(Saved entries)
----
Issue #2503, opened 2025-08-29
release: GitHub workflows use incorrect version when we specified version with `rake release`


otegami:
### What happend?

When releasing Groonga with a specific version using `VERSION=x.x.x rake release`,
the GitHub Actions workflows fail to use the correct version for package creation.
This happens because the workflows read the version from the `base_version` file,
which is not updated during the release process when the `VERSION` environment variable is used.

This issue becomes particularly problematic when skipping versions (e.g., going from 15.1.1 directly to 15.1.3),
resulting in packages being created with the wrong version number.

Here are the affected workflow files and lines which are using ``version=$(cat base_version)``:
- `.github/workflows/package.yml`
- `.github/workflows/cmake.yml`
- `.github/workflows/document.yml`

### How to reproduce it

For example:

1. Have `base_version` file containing `15.1.1`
----
Exercise objective
Give back all of the entries above, unchanged in every word.

Finished task
Issue #2503, opened 2025-08-29
release: GitHub workflows use incorrect version when we specified version with `rake release`


otegami:
### What happend?

When releasing Groonga with a specific version using `VERSION=x.x.x rake release`,
the GitHub Actions workflows fail to use the correct version for package creation.
This happens because the workflows read the version from the `base_version` file,
which is not updated during the release process when the `VERSION` environment variable is used.

This issue becomes particularly problematic when skipping versions (e.g., going from 15.1.1 directly to 15.1.3),
resulting in packages being created with the wrong version number.

Here are the affected workflow files and lines which are using ``version=$(cat base_version)``:
- `.github/workflows/package.yml`
- `.github/workflows/cmake.yml`
- `.github/workflows/document.yml`

### How to reproduce it

For example:

1. Have `base_version` file containing `15.1.1`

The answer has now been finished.